Ryanair quits Newquay


Low cost airline Ryanair is pulling out of Newquay Airport with the withdrawal of its summer service to Alicante.

The airline said it made its decision in protest to the Council’s ongoing £5 airport development fee, which departing passengers have had to pay since 2006. Ryanair claims the tax deters customers.

Ryanair’s Stephen McNamara said: “We have had an issue with the £5 fee since it started. It is a significant fee and we do not believe it should continue.”

It is the second blow for the airport in as many weeks, after Air Southwest announced that it is pulling out of its route to London Gatwick from the end of January.



  1. This is all very curious. For a start, Newquay airport has been charging the £5 tax for several years now and Ryanair has continued to operate from there. I suspect the decision is either financial or customer numbers are indeed down for this route and that the £5 tax is simply being used as an excuse.

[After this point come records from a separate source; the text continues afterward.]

PR #2908, opened 2015-10-12
Using SVGs for checkboxes

designedbyscience:
All of the other checkbox solutions have some issues, so I just replaced all of the states with SVGs (courtesy of @placegraphichere)

It looks better, and consistent across standard and Retina displays


iwehrman:
LGTM.

Issue #2902, opened 2015-10-12
Inconsistent borders along window edge


iwehrman:
The toolbar does not have a panel border:
![image](https://cloud.githubusercontent.com/assets/1075154/10434988/03689ad4-70d2-11e5-8c38-6414548c3471.png)

The icon bar does have a panel border:
![image](https://cloud.githubusercontent.com/assets/1075154/10435001/1669bcd0-70d2-11e5-81fa-bdfc9c3ca7cd.png)

And so does single-column mode:
![image](https://cloud.githubusercontent.com/assets/1075154/10435005/29d5ea14-70d2-11e5-9f5c-55776f224491.png)

iwehrman:
CC  @placegraphichere or @designedbyscience

designedbyscience:
@placegraphichere says the right border is incorrect. I'm on it

iwehrman:
Fixed by #2909.

Issue #2878, opened 2015-10-08
Intra-panel borders do not scale with UI


iwehrman:
100%:
![image](https://cloud.githubusercontent.com/assets/1075154/10381932/9f5c1fd0-6dd3-11e5-9b14-fdaf7a8d15c4.png)

50%:
![image](https://cloud.githubusercontent.com/assets/1075154/10381940/b0c06de4-6dd3-11e5-8c82-5a34fc5da17c.png)

25%:
![image](https://cloud.githubusercontent.com/assets/1075154/10381947/bf921ade-6dd3-11e5-9669-d4863f07733b.png)

iwehrman:
Fixed by #2909!!!

PR #2909, opened 2015-10-12
Make borders responsive, make outer side borders equal

designedbyscience:
Addresses #2902 and #2878


iwehrman:
Lovin' it :hamburger: :fries:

    Also, I have used this route personally for the last four years for family holidays and something very strange happened this year. I booked as soon as the flights went on sale (as I have always done previously) on the 10th November. Despite Ryanair publicising an increase of 10% on last years prices, I paid over double for the Newquay-Alicante route compared to 2010 prices. This makes the £5 airport tax pale into insignificance.

    Six weeks later, I then received an email from Ryanair (on 23rd December) informing me that they had cancelled this route and that I could apply for a refund or have my tickets converted by them (free of charge) to fly from either Bristol or Bournemouth. I did a bit of investigating and found that Bristol would indeed be about the same price but the flight times were awkward (6.30am flight out with 3kids isn’t a fun start to a holiday). Bouremouth had much better flight times and the cost for my whole family’s flights were HALF PRICE. So I requested a refund for the Newquay flights, rebooked the Bournemouth flights and waited to pocket the difference. And waited. And waited. And I’m still waiting for my refund.

    The original email said it would take 5-10 days to process my refund and another 5-7 days for my bank to process it into my account. I thought that sucked a bit, especially with all the bank holidays over the christmas period. But I guess Ryanair and the banks need the money in their accounts more than I do huh?

    I then received another email on 29th December saying that due to bad weather and lots of cancellations it was now going to take 28 days to process my refund!

    Now I was hacked off. 28days to process an electronic refund? No way. So I responded to Ryanair’s email pointing out that according to regulation EC 261/2004 (Article 8) I was entitled to a full refund within 7 days. Ryanair didn’t reply. So I followed it up on the 7th January. Ryanair didn’t respond. I spent twenty minutes in a telephone queue on 11th January (at a cost of 10p a minute) and got nowhere. I finally got through to them today (after another 5mins on the phone) and they claim that they processed my refund yesterday. So by my estimation the money might be in my account some time in the next two weeks.

    In summary; blaming the £5 airport tax sounds like an excuse. Why did they sell flights for six weeks then cancel the route? Why does it take 28days to process an electronic refund? Why have their prices increased 100% yet they claim it is only 10%? And why is this story only released to media today (18th January) when they clearly knew on 23rd December, if not earlier?